For years, the Alliance for Human Research Protection has
been disseminating news reports documenting the corrosive impact the
intermingling of academic medicine and the pharmaceutical industry has had on
the integrity of medical research and clinical practice. In 2002, I made a presentation
about conflicts of interest at a symposium sponsored by the U.S. Army Medical
Department, in which I included my "dirty dozen" corrupt research
review practices that undermine both the safety of human subjects and the
integrity of the research findings.
When we observed that not only the pharmaceutical
industry, but physician-scientists, academic institutions, and medical journals
are all invested in "keeping up appearances" rather than preserving
the integrity of science, and honest medicine, we were ridiculed or dismissed
as being "anti-science."
We are no longer "blowin' in the wind." A
growing number of prominent physician-scientists, including several former
journal editors, and New York Times columnists, have written sobering critiques
about the corrupting impact pharmaceutical industry influence has had on medicine.
That influence has debased the integrity of medical research, clinical practice
and medicine's institutions.
"The Truth About Drug Companies" (2004) an
influential book by Marcia Angell, MD, who had been the editor of The New
England Journal for two decades, laid bare the ubiquitous influence industry has
on medicine.
Doctors "on the take" [to borrow the title of a
book (2005) by another former editor of the NEJM, Jerome Kassirer, MD] are encouraged
to promote and widely prescribe clinically worthless drugs for untested uses, without
regard for the serious harm caused patients.

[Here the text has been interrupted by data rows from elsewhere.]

PR #383, opened 2022-02-28
LLVM submodule update

frej:
Changes needed:

  * Upstream has changed the error message when a tensor is declared
    as something else or a tensor of the wrong type. Fixed by simply
    updating the expected errors.


segeljakt (approved):
LGTM

PR #384, opened 2022-03-01
Update documentation

segeljakt:
I added documentation for Arc-MLIR. It can probably be improved a lot. @frej how do you generate arc-mlir docs? Perhaps we could remove the grammar here if the generated one is not too bad.


frej:
>how do you generate arc-mlir docs?

No clue. When we first introduced MLIR you did something in the documentation/website deploy script to generate the documentation from the `.td`-files.

segeljakt:
Here https://github.com/cda-group/arc/pull/64

PR #385, opened 2022-03-02
arc-lang: Hack around ICE in dune

segeljakt:
Concerns this issue: https://github.com/ocaml/dune/issues/5498

Instead of specifying `--build-dir <dir>`, the script now does `cd <dir>`


segeljakt:
This problem is solved by down-grading to dune version 2.8.4.

PR #386, opened 2022-03-07
LLVM submodule update

frej:
Changes needed:

 * Upstream has renamed the Standard dialect to the Func dialect,
   adapt to the new name in arc-mlir and arc-rust tools and libraries.


segeljakt (approved):
LGTM

PR #387, opened 2022-03-08
arc: Add compiler driver

segeljakt:


arc
```diff
@@ -0,0 +1,113 @@
...
+            break
+            ;;
+        *)
+            INPUT_FILE=$1
+            ;;
+    esac
+    shift
+done
+
+CRATE_NAME=$(basename $INPUT_FILE)-crate
```
frej, line 42: Quote the RHS or else things will break when `$INPUT_FILE` contains a path with a space in it.

`CRATE_NAME="$(basename "$INPUT_FILE")-crate"`

This applies to all variables in the script.

Should the crate name contain the extension of the input file?

arc
```diff
@@ -0,0 +1,113 @@
...
+    echo "arc-lang not found. Please run 'make' in the root directory."
+    exit 1
+fi
+
+if [ ! -x $(which arc-mlir) ]; then
+    echo "arc-mlir not found. Please run 'make' in the root directory."
+    exit 1
+fi
+
+if [ ! -f $ARC_RUNTIME_DIR ]; then
```
frej, line 62: I can't see that `ARC_RUNTIME_DIR` is set by the script, is this intentional?

If our build system installs `arc`, that should be enough to find the path to the other binaries. It should be enough to give a full path to `arc` for the other binaries to be found, i.e. `/foo/bar/bin/arc` should be enough.

arc
```diff
@@ -0,0 +1,163 @@
...
+if [ -z "$INPUT_FILE" ]; then
+    usage
+fi
+
+if [ -z "$CRATE_DIR" ]; then
+    CRATE_DIR="$(dirname $INPUT_FILE)/$CRATE_NAME"
+fi
+
+ARC_DIR=$(realpath $(dirname "$(which "$0")")/)
+
```
frej, line 88:
```shell
mkdir /tmp/a /tmp/b
cat >> /tmp/a/foo <<EOF
#!/bin/bash
echo "Realpath says: $(realpath $(dirname "$(which "$0")"))"
echo "Readlink says: $(dirname "$(readlink -f "$(which "$0")")")"
EOF
chmod 755 /tmp/a/foo
ln -s /tmp/a/foo /tmp/b/foo
```
Then try to run `/tmp/b/foo`:
```shell
$ /tmp/b/foo 
Realpath says: /tmp/b
Readlink says: /tmp/a
```
and you'll see that realpath gets it wrong. Check [how it can be done in a way that is known to work both on Linux, MacOs and even Wintendo](https://github.com/frej/fast-export/blob/dbb8158527719e67874e0bba37970e48e1aaedfb/hg-fast-export.sh#L6).

arc
```diff
@@ -0,0 +1,163 @@
...
+    if [ ! -f "$ARC_LANG" ]; then
+        echo "Could not find arc-lang. Did you run './build'?"
+        exit 1
+    fi
+fi
+
+if [ -z "$ARC_MLIR" ]; then
+    ARC_MLIR="$ARC_DIR/arc-mlir/build/llvm-build/bin/arc-mlir"
+    if [ ! -f "$ARC_LANG" ]; then
+        echo "Could not find arc-mlir. Did you run './build'?"
```
frej, line 100:
```
Did you run \'$ARC_DIR/build\'?"
```

arc
```diff
@@ -0,0 +1,163 @@
...
+        exit 1
+    fi
+fi
+
+if [ -z "$ARC_RUNTIME_DIR" ]; then
+    ARC_RUNTIME_DIR="$ARC_DIR/arc-runtime/"
+fi
+
+INPUT_FILE="$(realpath $INPUT_FILE)"
+CRATE_DIR="$(realpath $CRATE_DIR)"
```
frej, line 110: Missing quoting.
Why are you using `realpath` here? You have already checked that the input file exists on a (perhaps convoluted) path? `CRATE_DIR` is also derived from `INPUT_FILE` so if you insist on `realpath`, why not do it once before defining `CRATE_DIR`?

arc
```diff
@@ -0,0 +1,163 @@
...
+arc-runtime = { version = "=0.0.0", path = "$ARC_RUNTIME_DIR", features = ["legacy"] }
+hexf        = { version = "0.2.1" }
+ndarray     = { version = "0.13.0" }
+prost       = { version = "0.7.0" }
+
+[profile.dev]
+debug = false
+EOF
+
+debug "Cargo.toml: $(cat $CRATE_DIR/Cargo.toml)"
```
frej, line 146: Missing quoting

arc
```diff
@@ -0,0 +1,163 @@
...
+
+echo '#![feature(unboxed_closures)]' > "$CRATE_MAIN_FILE"
+$ARC_LANG "$INPUT_FILE" | $ARC_MLIR "$@" -arc-to-rust -inline-rust -arc-lang-runtime >> "$CRATE_MAIN_FILE"
```
frej, line 149: ditto

arc
```diff
@@ -0,0 +1,163 @@
...
+        ;;
+    build)
+        cargo build --manifest-path "$CRATE_TOML_FILE"
+        ;;
+    run)
+        cargo run --manifest-path "$CRATE_TOML_FILE"
+        ;;
+esac
+
+debug "Generated code: $(cat $CRATE_MAIN_FILE)"
```
frej, line 163: This could probably overflow the maximum size of a command line argument.

You could do:
```
 [ "$DEBUG" ] && echo "Generated code" && cat $"CRATE_MAIN_FILE"
```

frej (changes requested):
The structure is sound, but there are some problems in the line comments.

segeljakt:
Good comments. I think all should be addressed now.

arc
```diff
@@ -0,0 +1,178 @@
+#!/bin/bash
+
+# set -e
```
frej, line 3: You're not checking the result of all commands, so errors should be catched to avoid having the driver continue when something went wrong.

frej (commented):
Looks good, just enable `set -e`, that way we won't try to run cargo when the code generator failed.

arc
segeljakt: Woops, fixed now!

frej (approved):
LGTM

Although industry's cash inducements have corrupted both
individual doctors, universities, professional associations, and industry front
groups that masquerade as "patient advocates," those most responsible
for the corruption of medicine are medicine's academic leaders, prestigious
medical institutions, journal editors, experts charged with formulating
practice guidelines, and federal oversight agencies--in particular, the FDA,
the National Institutes of Health, and the Center for Disease Control.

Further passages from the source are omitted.